LONDON, Nov 24 (Reuters) – Britain’s biggest high street bank Lloyds (LLOY.L) is putting around 2,500 jobs at risk as part of a shake-up, a source familiar with the matter told Reuters, amid a renewed push by lenders to slash costs.
Lloyds is poised to begin a consultation with staff in a number of roles, including analysts and product managers, the source said, adding many would go through a selection process and it was unclear how many would ultimately be cut.
Staff are expected to be informed of the process as early as next week, the source said, adding it would also involve the creation of 120 roles.
The Guardian first reported on the process.
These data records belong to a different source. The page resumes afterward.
PR #658, opened 2025-12-02
Add require statement

igrvlhlb:
This PR adds partial support for the `require` command in the compiler's frontend

Here is a non-exaustive list of changes:

AST (src/pallene/ast.lua)

### Parser and AST

 - Added `ast.Type.QualifiedName` for parsing imported types; [[1]](https://github.com/pallene-lang/pallene/pull/658/changes#:~:text=QualifiedName%20%3D%20%7B%22loc%22%2C%20%22module%22%2C%20%22name%22%7D%2C)
 - Added `ast.Toplevel.Require` for parsing `require()` statements; [[2]](https://github.com/pallene-lang/pallene/pull/658/changes#:~:text=Require%20%3D%20%7B%22loc%22%2C%20%22local%5Fname%5Fdecl%22%2C%20%22module%5Fname%5Fexp%22%7D%2C)
 - Added code identify `require()`s in regular `ast.Decl.Decl`s at the toplevel and convert them to `ast.Toplevel.Require`s; [[3]](https://github.com/pallene-lang/pallene/pull/658/changes#:~:text=local%20function%20is%5Frequire%5Fcall,end,-301)
 - Modified `Parser:SimpleType()` to parse qualified type names; [[4]](https://github.com/pallene-lang/pallene/pull/658/changes#:~:text=local%20name,name,-445)
 - Added constraints to `require()` usage -- they should only happen as a single variable declaration on the toplevel, before any other toplevel node (aside from the module declaration); [[5]](https://github.com/pallene-lang/pallene/pull/658/changes#diff-0a14cd680e1dedb2b17f72aaabcd2941e9d8673b7134039272e9b94ad8e8c424R224-R236) [[6]](https://github.com/pallene-lang/pallene/pull/658/changes#diff-0a14cd680e1dedb2b17f72aaabcd2941e9d8673b7134039272e9b94ad8e8c424R284-R287)

### Typechecker

 - Enabled `typechecker.Def.Import` with module and field fields; [[7]](https://github.com/pallene-lang/pallene/pull/658/changes#:~:text=Import%20%3D%20%7B%20%22module%22%2C%20%22field%22%20%7D%2C%20%2D%2D%20string%2C%20string)
 - Added `Typechecker:import_symbols()` and `Typechecker:load_require_ast` to load and compile  a `.d.pln` file up to typecheck phase and register imported types and values imported from it to the symbol table; [[8]](https://github.com/pallene-lang/pallene/pull/658/changes#:~:text=%2B-,function%20Typechecker,end,-310)
 - Added code to handle the new AST nodes aforementioned;
 - Added code to forbid `require()` usages as ordinary expressions; [[9]](https://github.com/pallene-lang/pallene/pull/658/changes#:~:text=if%20var%2Ename,var%2Ename%29);

### Driver

 - Removed the "compilation aborted" sentinel from `compile_internal_d_pln`'s `abort()` so errors in the type declaration file can be reported by te importing module; [[10]](https://github.com/pallene-lang/pallene/pull/658/changes#diff-dd1c837956bc7f1945fc9d7ffb37900f24edf914ea4c577e196d92d800265d09L210)

### IR

 - Added handlers for `ast.Toplevel.Require` and `typechecker.Def.Import`, although they issue errors as they're not implemented yet. [[11]](https://github.com/pallene-lang/pallene/pull/658/changes#diff-b7e15ec209b4a975b271666c15e5c787433e639a4fd5e953b41172b53baab263R367-R369) [[12]](https://github.com/pallene-lang/pallene/pull/658/changes#diff-b7e15ec209b4a975b271666c15e5c787433e639a4fd5e953b41172b53baab263R1059-R1061)

### DIFF
--- a/spec/parser_spec.lua
+++ b/spec/parser_spec.lua
@@ -951,6 +951,14 @@ describe("Parser /", function()
             }, tl)
         end)
 
+        it("forbids require as toplevel assignment", function()
+            assert_program_error([[
+                local m = {}
+                m.foo = require("bar")
+                return m
+            ]], "calls to require are only allowed in toplevel declarations")
+        end)
+
         it("forbids require after a function definition", function()
             assert_program_error([[
                 local m = {}
--- a/spec/parser_spec.lua
+++ b/spec/parser_spec.lua
@@ -906,6 +906,120 @@ describe("Parser /", function()
 
     end)
 
+    --
+    -- Require
+    --
+
+    describe("Require statements", function()
+
+        it("produces an ast.Toplevel.Require node", function()
+            local prog_ast = assert_parses_successfuly([[
+                local m = {}
+                local foo = require("bar")
+                return m
+            ]])
+            local tl = prog_ast.tls[1]
+            assert_is_subset({
+                _tag = "ast.Toplevel.Require",
+                local_name_decl = { _tag = "ast.Decl.Decl", name = "foo" },
+                module_name_exp = { _tag = "ast.Exp.String", value = "bar" },
+            }, tl)
+        end)
+
+        it("allows multiple requires at the top", function()
+            local prog_ast = assert_parses_successfuly([[
+                local m = {}
+                local a = require("mod_a")
+                local b = require("mod_b")
+                return m
+            ]])
+            assert_is_subset({ _tag = "ast.Toplevel.Require" }, prog_ast.tls[1])
+            assert_is_subset({ _tag = "ast.Toplevel.Require" }, prog_ast.tls[2])
+        end)
+
+        it("forbids require after a function definition", function()
+            assert_program_error([[
+                local m = {}
+                function m.f() end
+                local foo = require("bar")
+                return m
+            ]], "require statements must appear before any other toplevel statement")
+        end)
+
+        it("forbids require after a record definition", function()
+            assert_program_error([[
+                local m = {}
+                record R
+                    x: integer
+                end
+                local foo = require("bar")
+                return m
+            ]], "require statements must appear before any other toplevel statement")
+        end)
+
+        it("forbids require after a typealias definition", function()
+            assert_program_error([[
+                local m = {}
+                typealias T = integer
+                local foo = require("bar")
+                return m
+            ]], "require statements must appear before any other toplevel statement")
+        end)
+
+        it("forbids type annotation in require", function()
+            assert_program_error([[
+                local m = {}
+                local foo: integer = require("bar")
+                return m
+            ]], "type annotation is not allowed at require statements")
+        end)
+
+        it("forbids multiple assignment in require", function()
+            assert_program_error([[
+                local m = {}
+                local a, b = require("x"), require("y")
+                return m
+            ]], "cannot use a multiple-assignment in require statements")
+        end)
+
+        it("forbids require with no arguments", function()
+            assert_program_error([[
+                local m = {}
+                local foo = require()
+                return m
+            ]], "require() must be called with exactly one argument")
+        end)
+
+        it("forbids require with multiple arguments", function()
+            assert_program_error([[
+                local m = {}
+                local foo = require("a", "b")
+                return m
+            ]], "require() must be called with exactly one argument")
+        end)
+
+    end)
+
+    --
+    -- Qualified type names
+    --
+
+    describe("Qualified type names", function()
+
+        it("parses mod.Type as QualifiedName", function()
+            assert_type_ast("mod.MyType", {
+                _tag = "ast.Type.QualifiedName",
+                module = "mod",
+                name = "MyType",
+            })
+        end)
+
+    end)
+
+    --
+    -- Type declaration file
+    --
+
     describe("Type declaration file / ", function()
 
         local tdf = [[
--- a/spec/parser_spec.lua
+++ b/spec/parser_spec.lua
@@ -937,6 +937,20 @@ describe("Parser /", function()
             assert_is_subset({ _tag = "ast.Toplevel.Require" }, prog_ast.tls[2])
         end)
 
+        it("allows require argument without parenthesis", function()
+            local prog_ast = assert_parses_successfuly([[
+                local m = {}
+                local foo = require "bar"
+                return m
+            ]])
+            local tl = prog_ast.tls[1]
+            assert_is_subset({
+                _tag = "ast.Toplevel.Require",
+                local_name_decl = { _tag = "ast.Decl.Decl", name = "foo" },
+                module_name_exp = { _tag = "ast.Exp.String", value = "bar" },
+            }, tl)
+        end)
+
         it("forbids require after a function definition", function()
             assert_program_error([[
                 local m = {}
--- a/spec/typechecker_spec.lua
+++ b/spec/typechecker_spec.lua
@@ -142,27 +142,38 @@ end)
 --
 
 describe("Require", function()
-
-    it("forbids require calls as expressions", function()
-        assert_error([[
-            function m.f()
-                local x = require("foo")
-            end
-        ]], "calls to require are only allowed in toplevel declarations")
-    end)
-
-    it("forbids require calls as expressions", function()
+    it("forbids require calls in toplevel assignments", function()
         assert_error([[
             m.x = require("foo")
         ]], "calls to require are only allowed in toplevel declarations")
     end)
 
     it("forbids non-string argument", function()
-        -- Compile only to typechecker; the parser will produce a Toplevel.Require
-        -- with a non-string exp which the typechecker should reject.
         assert_error([[
-            local x = require(42)
+            local x = require(1)
         ]], "require argument must be a string literal")
+    end)
+
+    it("forbids require calls as expressions", function()
+        assert_error([[
+            function m.f()
+                local x = require("foo")
+            end
+        ]], "the use of 'require' is forbidden here")
+    end)
+
+    it("forbids using require as value", function()
+        assert_error([[
+            local x = require
+        ]], "the use of 'require' is forbidden here")
+    end)
+
+    it("forbids assigning to require", function()
+        assert_error([[
+            local function f()
+                require = 1
+            end
+        ]], "the use of 'require' is forbidden here")
     end)
 
     it("forbids shadowing require as local variable declaration", function()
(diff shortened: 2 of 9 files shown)


src/pallene/assignment_conversion.lua
```diff
@@ -389,6 +389,8 @@ function Converter:visit_stat(stat)
 
     elseif  tag == "ast.Stat.Break" then
         -- empty
+    elseif  tag == "ast.Stat.Require" then
```
hugomg, line 392: Consider adding a comment to remind that Require only accepts string literals, and thus there are no "exp" children to visit.

src/pallene/ast.lua
```diff
@@ -20,17 +20,19 @@ define_union("TypeFile", {
...
-    Name     = {"loc", "name"},
-    Array    = {"loc", "subtype"},
-    Table    = {"loc", "fields"},
-    Function = {"loc", "arg_types", "ret_types"},
+    Nil           = {"loc"},
+    Name          = {"loc", "name"},
+    Array         = {"loc", "subtype"},
+    Table         = {"loc", "fields"},
+    Function      = {"loc", "arg_types", "ret_types"},
+    QualifiedName = {"loc", "module", "name"},
```
hugomg, line 28: Question: would it be better or would it be worse if we had a single constructor for both names and qualified names?

E.g. setting the module as nil for unqualified names, or representing qualified names as a dotted string.

src/pallene/to_ir.lua
```diff
@@ -1054,6 +1056,9 @@ function ToIR:exp_to_value(bb, exp, is_recursive)
                     -- See https://github.com/pallene-lang/pallene/issues/337
                     error("not implemented")
                 end
+            elseif def._tag == "typechecker.Def.Import" then
+                -- TODO: Handle module imported fields
+                return ir.Value.Nil -- added just so the compiler don't break while this case is not implemented
```
hugomg: maybe it's OK to break it? There is already a flag to generate the module file without running the to_ir

src/pallene/ast.lua
igrvlhlb: I can't clearly see any disadvantages neither on having a `QualifiedName` constructor, nor adding a new field `"module"` to the `Name` constructor. I'd say I prefere the new constructor as it provides more explicit handling of that particular case and clearly distinguishes it from simple names. Do you have an opinion/preference on that?

> or representing qualified names as a dotted string.

While that could also work, I'd avoid due to this drawback: although we could recognize and store the dotted string as the `Name` identifier with no problem, there would be no straightforward way to verify if the name is qualified or not other than looking for a dot in the string.

src/pallene/assignment_conversion.lua
igrvlhlb: Done

src/pallene/to_ir.lua
igrvlhlb: Done

src/pallene/ast.lua
hugomg: I don't have a strong preference. Let's go ahead with QualifiedName then.

One possible advantage is that this way it is is probably more difficult to accidentally treat a qualified name as if it were not qualified, because we don't have to do another if statement inside the branch that handles the Name constructor.

spec/parser_spec.lua
```diff
@@ -906,6 +906,120 @@ describe("Parser /", function()
 
     end)
 
+    --
+    -- Require
+    --
+
```
hugomg, line 912: Can we add tests that check for require without parenthesis?

```
local foo = require "bar"
local foo = require 'bar'
```

spec/typechecker_spec.lua
```diff
@@ -123,6 +137,184 @@ describe("Module", function()
...
+    end)
+
+    it("forbids require calls as expressions", function()
+        assert_error([[
+            local function foo(m: any) end
+            function m.f()
+                foo(require("bar"))
+            end
+        ]], "calls to require are only allowed in toplevel declarations")
+    end)
```
hugomg, line 169: Is this test redundant with the test above it?

src/pallene/parser.lua
```diff
@@ -200,10 +200,105 @@ local is_toplevel_first = Union({
...
 })
 
+local function is_require_call(exp)
+    return exp._tag         == "ast.Exp.CallFunc" and
+           exp.exp._tag     == "ast.Exp.Var"      and
+           exp.exp.var._tag == "ast.Var.Name"     and
+           exp.exp.var.name == "require"
+end
+
+local function has_require_exp(stat)
```
hugomg, line 210: This function is too dynamic right now. It receives an arbitrary "stat", checks if it has an "exps" field, and then does something with that.

Since this function is only used once, would it be OK to inline it? And would it make sense to only look for require in ast.Decl nodes?

spec/typechecker_spec.lua
```diff
@@ -123,6 +137,184 @@ describe("Module", function()
...
+
```
hugomg, line 170: It might be a good idea to also test what happens if we use require in other toplevel statements.

```
local m = {}
m.field = require("a") -- Stat.Assign
```

src/pallene/typechecker.lua
```diff
@@ -759,7 +840,11 @@ function Typechecker:check_var(var)
     if     tag == "ast.Var.Name" then
         local sym = self.symbol_table:find_symbol(var.name)
         if not sym then
-            type_error(var.loc, "variable '%s' is not declared", var.name)
+            if var.name == "require" then
```
hugomg, line 851: We have some special logic here to catch uses of the name "require" but it is not replicated in other places that call symbol_table:find_symbol. 

Perhaps it would be better to add an entry for "require" in the symbol table,  at the same time that we introduce entries for other builtin functions?

src/pallene/parser.lua
```diff
@@ -200,10 +200,105 @@ local is_toplevel_first = Union({
...
+end
+
 --
 -- Toplevel
 --
 
+function Parser:separate_requires_from_tl_stats(tl_stats)
+    assert(tl_stats._tag == "ast.Toplevel.Stats")
+    local tls = {}
+    local stats_group = {}
```
hugomg, line 249: It seems that we have some clever logic with commit_stats to allow require statements to be interspersed with other toplevel statements

    local x = require("x")
    function m.f() .... end
    local y = require("y")

Could we make it more restricted so that require statements are only allowed at the very top of the file, before everything else?

spec/typechecker_spec.lua
hugomg, line 170: Please add tests for what happens when the programmer creates a function or local variable called require.

It seems that the type checker is careful to examine the symbol table to see if the name "require" refers to the builtin function or if it was redefined by the programmer, but I could find no test cases that cover the latter case.

hugomg (changes requested):
Looks promising! There are still some parts of  driver.lua and typechecker.lua that I haven't reviewed closely, but I think I will be able to review those better if I look at them after we address the comments I left in this review.

spec/parser_spec.lua
igrvlhlb: Sure! I'll add that

spec/typechecker_spec.lua
igrvlhlb: You're right. So I'll keep only the one above it, but with this description (`forbids require calls as expressions`). Is that ok?

spec/typechecker_spec.lua
igrvlhlb: I realised that case wasn't covered. I'll add code to check that

src/pallene/parser.lua
igrvlhlb: That logic is in `Parser:tls_emerge_requires()`. Here [parser.lua:285-288](https://github.com/pallene-lang/pallene/pull/658/changes/BASE..1b4f946f6c95d748c313958e3f6b2b42becd07f4#diff-0a14cd680e1dedb2b17f72aaabcd2941e9d8673b7134039272e9b94ad8e8c424R285-R288) we look at the already transformed list of stats for ensuring that `require`s appear before everything else

spec/typechecker_spec.lua
igrvlhlb: Done

spec/typechecker_spec.lua
igrvlhlb: Done

spec/parser_spec.lua
igrvlhlb: Done

src/pallene/parser.lua
igrvlhlb: The code was flawed because we should not perform this check for every stat. I refactored it so that we only perform the check for `ast.Stat.Decl` and `ast.Stat.Assign`. The former case is where we expect to find a valid `require`, while the latter case exists solely so that we can throw a specific error indicating that such usage is disallowed.

Given that new check, do you think it makes sense keeping the `has_require_exp(stat)` function?

spec/typechecker_spec.lua
hugomg: I think this is the only comment that is still not addressed

hugomg (changes requested):

spec/typechecker_spec.lua
igrvlhlb: Added code for forbidding that local variables/functions shadow the name `require` at [f122ddd](https://github.com/pallene-lang/pallene/pull/658/commits/f122ddd12f5acd723329d789f27407aea625f7a2)

src/pallene/typechecker.lua
igrvlhlb: Added code for forbidding that local variables/functions shadow the name require at [f122ddd](https://github.com/pallene-lang/pallene/pull/658/commits/f122ddd12f5acd723329d789f27407aea625f7a2).

I did not add it to the symbol table as it could still be shadowed, but I added a check when adding symbols to the symble table so that it doesn't happen

hugomg:
Is this ready to merge? If yes, could you please rebase this on top of the master branch?

igrvlhlb:
> Is this ready to merge? If yes, could you please rebase this on top of the master branch?

@hugomg Yes, it's ready. I've addressed your comments and just rebased the branch on top of master.

hugomg (approved):

hugomg:
Ok! Please merge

“We are evolving and transforming our business to ensure we can do more for our customers and deliver the products and services they need,” a Lloyds spokesperson said, adding the bank was reviewing how teams worked without elaborating on potential cuts.
The news comes after Reuters reported on Thursday that Lloyds’ rival Barclays (BARC.L) is working on plans to save up to 1 billion pounds ($1.25 billion), which could involve cutting as many as 2,000 jobs.
Most British banks have reported a run of strong profits as higher rates lifted lending revenue. But investor concerns about tougher competition for savers’ cash and potential loan defaults amid a cost-of-living crisis are weighing on the sector.